Types of greenwashing

Businesses need to understand the major types of greenwashing to mitigate the risk of climate litigation. There are two common types of greenwashing cases, both of which concern misleading and deceptive conduct.

‘Type one’ cases involve misleading and deceptive claims about the climate impacts of a product.

For example, in the Advertising Standards Authority (ASA) ’s ruling on Ryanair Ltd, Ryanair ran a series of advertisement boasting of “low carbon dioxide (CO2) emissions” and of being the "lowest emissions airline" at 66g CO2 per passenger-kilometres flown. The airline justified this assertion with technological and average load factor arguments.

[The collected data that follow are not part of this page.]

PR #447, opened 2024-08-20
chore: reschedule renovate bot

vdusek:


renovate.json
```diff
@@ -6,7 +6,7 @@
     "semanticCommits": "enabled",
     "lockFileMaintenance": {
         "enabled": true,
-        "schedule": ["before 2am"],
+        "schedule": ["before 1am on monday"],
```
B4nan, line 9: this should ideally run daily, and merge automatically (since we enable branch automerge). was this also problematic? maybe we just need to handle some permissions if it doesn't work, do you have a link to PR created for that? is it about flaky tests?

PR #466, opened 2024-08-27
ci: Skip running code checks on release

janbuchar:
Everything that is merged to master passed through code checks before, and they're needlessly long.

### DIFF
--- a/.github/workflows/run_release.yaml
+++ b/.github/workflows/run_release.yaml
@@ -26,10 +26,6 @@ on:
         default: ''
 
 jobs:
-  run_code_checks:
-    name: Run code checks
-    uses: ./.github/workflows/run_code_checks.yaml
-
   # This job determines if the conditions are met for a release to occur. It will proceed if triggered manually,
   # for any published release, or if the commit on push does not begin with "docs" or "chore".
   should_release:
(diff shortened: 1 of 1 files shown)


vdusek (approved):
Agreed

B4nan:
does this mean we no longer run tests on release? i would run at least some of them, this feels a bit dangerous. saying everything in master is checked sounds ok, but then you can push to master, skip CI checks, and stuff like that. we don't do that much, but it can happen. some time ago it also happened PR checks were less aggressive and they allowed some PRs in that ended up breaking the build. 

what does needlessly long mean and what takes the most time?

janbuchar:
> does this mean we no longer run tests on release?

Yeah... most of that was running all the tests after merging a PR, which triggers a pre-release to PyPI

> saying everything in master is checked sounds ok, but then you can push to master, skip CI checks, and stuff like that. we don't do that much, but it can happen. some time ago (in another repo) it also happened PR checks were less aggressive and they allowed some PRs in that ended up breaking the build.

Maybe we should disable merging PRs before code checks pass then? And use our eyes before triggering a release manually? Or we could of course check if `master` is green as the first step of the release workflow.

> what does needlessly long mean and what takes the most time?

5 minutes on a good day, 20 minutes divided over several retries when we get ratelimited by `httpbin` or encounter some windows-related flakiness... most of that are unit tests over 4 python versions times (windows, linux)

B4nan:
> Or we could of course check if master is green as the first step of the release workflow.

Yeah, this sounds like a good compromise, ideally run tests if the last commit is not green, and skip them if it they are (and also check if the last commit to master does not have `[skip ci]` in the commit message).

PR #474, opened 2024-08-30
chore(deps): Relax Playwright version constraint

janbuchar:
1.27 is the lowest version I'm comfortable supporting - it adds helper functions to locators that we may want to use in the future. It's ~2 years old, so it should be OK.

### DIFF
--- a/pyproject.toml
+++ b/pyproject.toml
@@ -57,7 +57,7 @@ inquirer = ">=3.3.0"
 lxml = { version = ">=5.2.0", optional = true }
 more_itertools = ">=10.2.0"
 parsel = { version = ">=1.9.0", optional = true }
-playwright = { version = ">=1.43.0", optional = true }
+playwright = { version = ">=1.27.0", optional = true }
 psutil = ">=6.0.0"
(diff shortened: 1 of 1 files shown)


vdusek (approved):
:+1:

B4nan:
did someone asked us to do this? i wouldnt bother if not.

janbuchar:
I asked myself to do this :slightly_smiling_face: Without this, it's hard to build a docker image based on the Apify playwright images (version conflicts)

B4nan:
so our docker images use old playwright version? this should be all automated just like the js versions (so periodic image build for current pw version + few versions back too), cc @vladfrangu

janbuchar:
> so our docker images use old playwright version? 

Yes

> this should be all automated just like the js versions (so periodic image build for current pw version + few versions back too), cc @vladfrangu

Definitely a good idea. It doesn't prevent a template user from upgrading playwright and making a huge layer though.

B4nan:
also i can see we only have on pw image for python while we have 4 for node, i guess we should have the same setup for python?

PR #483, opened 2024-08-30
chore(deps): Relax pyee dependency version constraint

janbuchar:
This prevents dependency conflicts with playwright (requires 11.0.0)


vdusek (approved):
LGTM

PR #490, opened 2024-09-02
fix: JSON handling with Parsel

### LINKED ISSUE #488: Cannot use CSS on a Selector of type 'json' ( ParselCrawler )
Getting this error when using ParselCrawler.
`ValueError: Cannot use css on a Selector of type 'json'
`

### Reproduce:
**main.py**
```python
import asyncio

from crawlee.parsel_crawler import ParselCrawler

from crawler.routes import router


async def main() -> None:
    """The crawler entry point."""
    crawler = ParselCrawler(
        request_handler=router,
        max_requests_per_crawl=50,
    )

    await crawler.run(
        [
            'https://httpbin.org/ip',
        ]
    )


if __name__ == '__main__':
    asyncio.run(main())
```

**routes.py**
```python
from crawlee.parsel_crawler import ParselCrawlingContext
from crawlee.router import Router

router = Router[ParselCrawlingContext]()


@router.default_handler
async def default_handler(context: ParselCrawlingContext) -> None:
    """Default request handler."""
    print("hello")
```

janbuchar:
- closes #488

Thanks @Ehsan-U for reporting this!

### DIFF
--- a/src/crawlee/parsel_crawler/_parsel_crawler.py
+++ b/src/crawlee/parsel_crawler/_parsel_crawler.py
@@ -89,10 +89,12 @@ class ParselCrawler(BasicCrawler[ParselCrawlingContext]):
             if crawling_context.session and crawling_context.session.is_blocked_status_code(status_code=status_code):
                 raise SessionError(f'Assuming the session is blocked based on HTTP status code {status_code}')
 
+            parsel = crawling_context.selector
+
             matched_selectors = [
                 selector
                 for selector in RETRY_CSS_SELECTORS
-                if crawling_context.selector.css(selector).get() is not None
+                if parsel.type in ('html', 'xml') and parsel.css(selector).get() is not None
             ]
 
             if matched_selectors:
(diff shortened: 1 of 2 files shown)


vdusek (commented):
Good job. Just a couple of questions:

1) Shouldn't we handle this in BS crawler as well?

2) What about adding try-except block when parsing the response? (Same for BS crawler.)

```python
try:
    parsel_selector = await asyncio.to_thread(lambda: Selector(body=context.http_response.read()))
except ValueError as exc:
    raise ValueError(
        f'Failed to parse the response body. Ensure the response is parseble via Parsel: {exc}'
    ) from exc
```

janbuchar:
> 1. Shouldn't we handle this in BS crawler as well?

I'm not sure how to go about that. BS is super tolerant to malformed HTML:

```python
>>> from bs4 import BeautifulSoup
>>> BeautifulSoup('{"hello": "world"}')
<html><body><p>{"hello": "world"}</p></body></html>
```

So... let me propose employing the Ostrich algorithm yet again?

> 2. What about adding try-except block when parsing the response? (Same for BS crawler.)
> ```python
> try:
>     parsel_selector = await asyncio.to_thread(lambda: Selector(body=context.http_response.read()))
> except ValueError as exc:
>     raise ValueError(
>         f'Failed to parse the response body. Ensure the response is parseble via Parsel: {exc}'
>     ) from exc
> ```

Are you sure the original exception is not clear enough? This will make the traceback longer, which is not great for readability.

vdusek (approved):
LGTM then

The ASA concluded the company’s claims were misleading. The ASA considered the CO2 per passenger distance metric appropriate, and that consumers would understand the relative nature of the claim. However, the ASA also found that consumers would find insufficient information in the advertisement to substantiate that they would reduce their personal CO2 emissions compared to flying with another carrier. It also put in doubt the data references used by Ryanair and underlined the fact that well-known competitors were absent from the calculation.

‘Type two’ cases concern emission reduction targets that lack credibility, meaning they are misleading and/or deceptive.

For example, Australasian Centre for Corporate Responsibility v Santos is the first case to challenge the credibility of a corporation's net zero emissions target. The ACCR made two allegations regarding Santos. First, Santos' representation that gas is a 'clean fuel' providing 'clean energy' misrepresents that effect of that gas on the environment. Second, Santos' claim that it has a clear and credible plan to achieve net zero emissions by 2040 is misleading because it relies on undisclosed assumptions about the efficacy of carbon capture and storage technologies that do not yet exist. The claim is pending in the Federal Court of Australia.

These greenwashing allegations are also affecting Santos’ shareholders. In a letter sent to UniSuper’s chief executive, directors and trustees last month, the Environmental Defenders Office (EDO) said the company’s AUS$163.8 million stake in Santos “may amount to a breach of the law. While ACCR v Santos was the first type two greenwashing case, it is not the only of its kind.

What can directors do to reduce greenwashing risks?

Keep in mind the key principles and laws underlying the various cases: in essence, these all require that a company must not mislead or deceive in the statements it makes to its investors, its customers, and to the wider public.

ASIC’s guidance on avoiding greenwashing for financial product issuers may not be relevant to all companies but it provides some useful guidance on the type of questions that boards should be asking themselves when considering climate related disclosures.

ASIC’s guidance sets out three principles and how to achieve them.

  • Clear disclosure with reasonable basis for sustainability-related claims

    When making sustainability-related claims, companies should avoid vague terminology, test that there is a reasonable basis for the statements; and disclose and state clearly the assumptions on which statements are made –particularly if new, untested, or not yet developed technology is relied on to meet targets.

  • Sustainability targets

    Net-zero commitments or other sustainability targets must be supported by clear, time-based action plans. To avoid breaching the misleading and deceptive statement laws companies should clearly explain what the target is, how and when the target will be met, how progress towards this target will be measured, and any assumptions relied on when setting that target or when measuring progress.

  • Keep abreast of international developments

ASIC also recommends that Australian companies prepare themselves to transition to any future ISSB standards applied in Australia.

ASIC recommends that Australian listed companies using the recommendations of the G20 Financial Stability Board’s Taskforce on Climate-related Financial Disclosures (TCFD) as the primary framework for voluntary climate change-related disclosures; considering all guidance published by the TCFD; and keeping up to date with international standards for climate disclosure.